Motion Detection in Dual-Mode Endomicroscopy

Classifying motion in video data from a dual-mode endomicroscopic setup for early identification of precancerous developments in the oral epithelium.

Remy Shea, BC Cancer Agency, February 2019

Introduction

This was a project I had completed while working at the British Columbia Cancer Research Center, in the Integrative Oncology department under Dr. Calum MacAulay. While the work shown here in this poster was not traditional data science work, my time at the CRC was the initial motivation for me to get into data science as a field. I am very proud of the work I was able to do in the year or so that I was there, and was also able to present my findings at the SPIE Photonics West conference in San Francisco, in February of 2019. In the following sections, I will try my best to give a high level overview of the work, what we learned and why it was important, at a level understandable by someone without the technical background. Wish me luck!

Background

The motivation for this work mainly stems from the high morbidity and massive impact on quality-of-life that are related to oral cancers. In 2013, oral cancers caused more than 135,000 deaths globally. The disease has 5-year survival rate of only 65% in the United States, far better than the survival rates in developing economies where the disease is both more, and increasingly more prevalent. Things like chewing tobacco and smoking are particularly disastrous in this regard.
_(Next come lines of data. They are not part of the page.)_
PR #317, opened 2020-11-17
Feat/card

jonatanhanson:

I've added a Card component that can be used in various combinations to help build views in the app. 

## Explain your solution

Following compound components pattern to make it flexible and easy to use.

## How to test the changes?

1. Run storybook
2. Check both iOS and Android 
3. Check out the card Child components, Color schemas and Example Combinations sections in Storybook.

## Anyhting else? 

There's still work to be done to make it follow the App designs perfectly but I think this is a good start. 
For example we need to implement a new Button variant and a yellow color schema.

Also beware that iOS and Android renders some stuff differently and that's why for example shadows looks different.


jwinding (approved):
Looks good, and really solid story!

PR #319, opened 2020-11-17
Feat/editable list dropdown

jwinding:

Add support for multiple choice dropdown inside the EditableList input component. 

## Explain your solution

Added it as a possible input type for the EditableList, and adjusted the layout slightly to avoid the label moving when opening the dropdown.
Added an option to make the select transparent, to improve how the component fits within editable list. 

## How to test the changes?

Go into the storybook and check the EditableList stories, in particular the one with different color schemas. The person field is a select. 

### DIFF
--- a/source/components/molecules/EditableList/EditableList.js
+++ b/source/components/molecules/EditableList/EditableList.js
@@ -3,6 +3,7 @@ import { LayoutAnimation } from 'react-native';
 import PropTypes from 'prop-types';
 import styled from 'styled-components/native';
 import { Text, Button, Fieldset } from '../../atoms';
+import Select from '../../atoms/Select';
 import CalendarPicker from '../CalendarPicker/CalendarPickerForm';
 
 const EditableListBody = styled.View`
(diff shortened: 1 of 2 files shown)


jonatanhanson (changes requested):
It's working on iOS, but unfortunately nothing happens when clicking on the input field on Android.

jwinding:
Seems like the problem is with the Select; it doesn't work in its own story on Android either, so that needs fixing.
Good find, I need to get in the habit of checking on both systems before making a PR.

jwinding:
There is now a [PR](https://github.com/helsingborg-stad/app-mitt-helsingborg/pull/323) that fixes the problem of Select on android. Once that is merged, this can be rebased on top and then it should work (perhaps modulo some styling on android; that might be needed).

jwinding:
Rebased this on top of develop after the android fix, so now it should work on both systems.

jonatanhanson (approved):
Its working on Android now 👍

PR #321, opened 2020-11-18
Added multidex dependency for Android

jonatanhanson:
Added multidex dependency to Android gradle. My Android environment stopped working if i didn't add this.
Test it by build Android version and see if it works.


jwinding (approved):
Yeah, just had the same problem on my other branch, but this fixed it.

As with all cancers, the likelihood of successfully treating oral cancers increases drastically the earlier you can identify the cancerous growth and begin treatment. Stages of dysplastic tissue transformation precede full-blown oral cancers, as the cells in the epithelium (surface layer of tissue) get progressively crowded (cancer is often characterized by cells multiplying uncontrollably) closer and closer to the surface of the tissue. It is easier to treat but harder to detect when the transformations are still only going on deeper within the tissue.
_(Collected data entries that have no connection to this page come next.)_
PR #322, opened 2020-11-18
feat: new button variant link

TeddyAndersson:
I've added support for a new Button variant with the name of link.

Theses changes have been added in order to fulllfill the design for the ui. 

## Explain your solution

This includes adding new styles to the Button component and rendering of a arrow icon when the value of the variant prop is "link".

## How to test the changes?

Concrete example:
1. Checkout this branch
4. ...etc

## Screenshots (optional)
Screen Shot 2020-11-18 at 11 16 06

image

## Anyhting else? (optional)
The Button component needs a overlook since it's starting to become unnecessary complex due to many design variations.
Shadows in the Button component is also acting weird since you can't via props make them disappear. A rewrite of this old component might be necessary.

### DIFF
--- a/source/components/atoms/Button/Button.js
+++ b/source/components/atoms/Button/Button.js
@@ -25,6 +25,12 @@ Styles.outlined = css`
   ${Styles.elevation[0]}
 `;
 
+Styles.link = css`
+  padding: 6px 10px;
+  justify-content: flex-end;
+  background-color: ${props => props.theme.colors.complementary[props.colorSchema][1]};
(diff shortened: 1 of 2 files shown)


jwinding (approved):
Looks good.

Agreed with the comment that the button component might need a rewrite. 
A very minor thing I noticed is that on Android, when a button is pressed, it has a very thick gray border which does not look very good. This seems to come from the elevation setting, and seems to be the only thing elevation does on android.

PR #324, opened 2020-11-19
Feat/case screen

jonatanhanson:

_Warning: Massive PR incoming_
- Updated the old case overview with new design and some logic.
- Changed the order of bottom navigation to follow the figma design.
- Changed home screen to Case Overview instead of the current dev list of forms.
- Various design fixes.
- Handles case status changes: ongoing, submitted and if EKB cases is empty.
- Created a Case Summary view that can be entered when a case is "submitted". 
- Displays list of Administrators(handläggare) in case summary if the data is provided in case data.

The case overview + summary till needs some more logic and design fixes, but I think that can be implemented later. 

Because of high priority

## Explain your solution

Lots of the case views navigation and logic was already implemented and I have just tweaked it a lot. 

## How to test the changes?

1. Delete all cases from your AWS account.
2. Login to the app and watch the new "Home screen": case overview.
3. Then you should see a card with a button that starts a new EKB case.
4. Start the form and then exit.
5. Now the card should be updated with a new ongoing status.
6. Click to continue the form and then finish it.
7. Now the card should be updated with the submitted status.
8. Click on the button to show the application.
9. Now you should be redirected to the case summary view.

## Anyhting else?
Found bug: If you continue an already started case, the current step value go bananas and often redirects to another part of the form. Maybe it's an easy fix but I haven't got time to look at it.


source/screens/FormCaseScreen.js
```diff
@@ -40,13 +42,21 @@ const FormCaseScreen = ({ route, navigation, ...props }) => {
       setInitialCase(caseData);
     } else if (caseId) {
       const initCase = getCase(caseId);
-      setInitialCase(initCase);
-      getForm(initCase.formId).then(form => {
+      getForm(initCase.formId).then(async form => {
+        console.log('initCase', initCase);
```
jwinding, line 46: Remove console log

source/screens/FormCaseScreen.js
```diff
@@ -40,13 +42,21 @@ const FormCaseScreen = ({ route, navigation, ...props }) => {
...
+
         setForm(form);
         setFormQuestions(getFormQuestions(form));
       });
     }
-  }, [caseData, caseId, getForm, getCase]);
+  }, [caseData, caseId, getForm, getCase, user, getCasesByFormIds]);
+
+  console.log('caseData', caseData);
+  console.log('caseId', caseId);
```
jwinding, line 59: remove console logs

source/store/CaseContext.js
```diff
@@ -19,16 +19,19 @@ const CaseDispatch = React.createContext();
...
-    icon: '',
-    navigateTo: 'BVCases',
+    navigateTo: 'CaseSummary',
   },
+  // {
+  //   name: 'Borgerlig Vigsel',
+  //   formTypes: [],
+  //   icon: '',
+  //   navigateTo: 'BVCases',
+  // },
```
jwinding, line 34: just remove this for now.

jwinding (changes requested):
Yeah, quite large PR so I'm probably missing things in the review, but I have some comments. Overall it looks good, a lot better than the previous case screen obviously. And the statuses seems to work as intended, which sort of is the important thing.

There's some minor things like removing console logs, and removing comments. Then, there's a couple of screens that are no longer used (CaseArchive, EKBCase, BVCase, ServicesMenu), and those should probably be removed for now. 

Then as you point out, when you resume, you end up on the wrong page. This is probably related to the new form navigation and not having updated how we save the current page, but that should be fixed as another PR. 

Then there's a design thing, which might be from the Figma design? But why can't I enter the case details view when I have an ongoing application? I think you should be able to, because maybe you want to look at your previous case, or get some contact info etc. 

Finally, a more forward-looking question about structure, which isn't really about this PR. Do we think that we can have a generic case or service detail view, or will that be created specifically for each service? We should probably discuss and decide on something there before we build too much here, at least if we want something more generic and reusable.

dannil76 (approved):

jonatanhanson:
> Yeah, quite large PR so I'm probably missing things in the review, but I have some comments. Overall it looks good, a lot better than the previous case screen obviously. And the statuses seems to work as intended, which sort of is the important thing.
> 
> There's some minor things like removing console logs, and removing comments. Then, there's a couple of screens that are no longer used (CaseArchive, EKBCase, BVCase, ServicesMenu), and those should probably be removed for now.
> 
They are removed now

> Then as you point out, when you resume, you end up on the wrong page. This is probably related to the new form navigation and not having updated how we save the current page, but that should be fixed as another PR.
> 
> Then there's a design thing, which might be from the Figma design? But why can't I enter the case details view when I have an ongoing application? I think you should be able to, because maybe you want to look at your previous case, or get some contact info etc.
> 

Actually I don't know how it's supposed to work with the case detail screen for ongoing cases :D But maybe you are right. Will double check! 

> Finally, a more forward-looking question about structure, which isn't really about this PR. Do we think that we can have a generic case or service detail view, or will that be created specifically for each service? We should probably discuss and decide on something there before we build too much here, at least if we want something more generic and reusable.
> 
Good point. Looking at the Figma design theres some components that are specific for EKB right now.
We can always discuss how we should proceed, if we should build it more generic and reusable or just do it later.

jwinding (approved):
Looks good now. My other comments were more design and forward thinking stuff, so I think this can be merged now.

PR #325, opened 2020-11-20
Feat/back to main form navigation

jwinding:

Add a navigation action to go from substeps back to the main form, i.e. close the substep modal. 
Also changes so that stories are detected from everywhere, not just the component folder.

Because we need it for correct substep navigation in the form. 

## Explain your solution

We already keep track of where the user is in the main form, so this just adds a navigation action that uses this and sends the user back to the current main form step. 
This new navigation action is then bound to the 'close' button when the user is in a substep, so that you can close the modal even if you are 'further down'.

Next is to add a corresponding footer action, so that we can have this behaviour on a 'save' button, for example. This is really the thing that is needed for the current application, and I'm doing that next.

I also add a story to the Form stories that can be used to illustrate this and how substeps work etc. from the storybook. I also change so that we look for stories everywhere in the /source directory, rather than just components, because we had a Form.stories.js but it wasn't being captured by the storyloader so it did not show up in the storybook. 

## How to test the changes?

Checkout the branch, go into the storybook and check the Form story with substeps. There you can go into substeps, and test that the modal closes when you click the downarrow. 


zilaei (approved):
Looks good! Tested both story and App. Everything is spinning and working!

TeddyAndersson:
Agree with @zilaei this looks good. And works they way you expect it to work. Tested in both Storybook and App build. So feel free to rebase this (y)

TeddyAndersson (approved):

PR #326, opened 2020-11-20
fix: support for dynamic icon rendering on button variant link

TeddyAndersson:

Fix for passing Icon as child to the button komponent with altered styles if prop variant is link.

These changes was a request to have more control of icons from outside of the button component.

## Explain your solution

When an icon is passed as a child to the Button component and the value of the variant prop is "link" we change the rendering of the icon styles in the button component to match the expected design from Figma.

## How to test the changes?

Concrete example:
1. Checkout this branch
4. Navigate to the Button -> Link Buttons

### DIFF
--- a/source/components/atoms/Button/Button.js
+++ b/source/components/atoms/Button/Button.js
@@ -4,6 +4,7 @@ import styled, { css } from 'styled-components/native';
 import SHADOW from '../../../styles/shadow';
 import Text from '../Text';
 import Icon from '../Icon';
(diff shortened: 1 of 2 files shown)


jwinding (approved):

jonatanhanson (changes requested):
If you add prop "block" to the button, the text should be on the left side and icon on right side. 
Now it looks like this:
Screenshot 2020-11-20 at 10 37 36

jonatanhanson (approved):

PR #329, opened 2020-11-23
Update so that we save the entire current position

jwinding:

Changed what we save in the case data to reflect the new step logic. This fixes so that we save the entire position object, which contains the current index, level, currentMainStep and currentMainStepIndex, to the case data, and then use this when resuming.

So that we can properly resume a started form, and end up at the correct place in the form, even if we for some reason quit while in a subform or something. Also needed for correctly showing progressbars outside the form. 

## Explain your solution

Instead of saving just a number, I save the entire position object. 
This requires a few changes (mostly just changing the names) in multiple places, but there's nothing complicated happening anywhere. 

Currently I have not changed anything on the backend, so the position object is still saved as 'currentStep'. This will be fixed in a minimal change to the API, which will require like two namechanges in the app as well, but for now we can test it like this to see that the logic works.

## How to test the changes?
Go into the Löpande form, navigate to some page, and then quit. Resume by using the case view, and check that you end up in the correct place. Try that a few times, especially going to pages at the 'back' of the form, because earlier it broke as soon as you went past the first substep. 

### DIFF
--- a/__tests__/Form.test.js
+++ b/__tests__/Form.test.js
@@ -47,13 +47,18 @@ it('Starts the form and moves to the next step', async () => {
       firstName: 'Gandalf Ståhl',
     },
     formAnswers: {},
-    currentStep: 1,
+    currentStep: {
+      index: 0,
+      level: 0,
+      currentMainStep: 1,
+      currentMainStepIndex: 0,
+    },
   };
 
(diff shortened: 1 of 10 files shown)


jonatanhanson (approved):
Works like a charm!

Part of the reason why oral caner is so deadly is that it has often proved alarmingly difficult to locate where exactly the cancerous tissue is, until it is too late. When reviewing images of the tongues of patients suffering from the late stages of oral pre-cancer AND using a 1-cm margin of error when excising tissue, teams of expert oncologists can miss significant portions of the deadly precancerous developments in almost 9% of cases. Missing half your tongue and still getting oral cancer is a pretty raw deal. There is clearly a lot of room to improve. Both in diagnostic power of the tests, as well as how early the pre-cancers can be caught and successfully treated.

Dual Mode Endomicroscopy

Dr.MacAulay’s group at the IO department of the BCCRC has in recent years developed a new way of looking at whats going on in the deeper layers of the oral epithelium (the inside lining of your mouth, and tongue), where the easier-to-treat, early pre-cancers lay. The imaging modality, named Dual-Mode Endomicroscopy combines Fluorescence Endomicroscopy and Diffuse Optical Microscopy into a single, affordable, compact wheely-cart system.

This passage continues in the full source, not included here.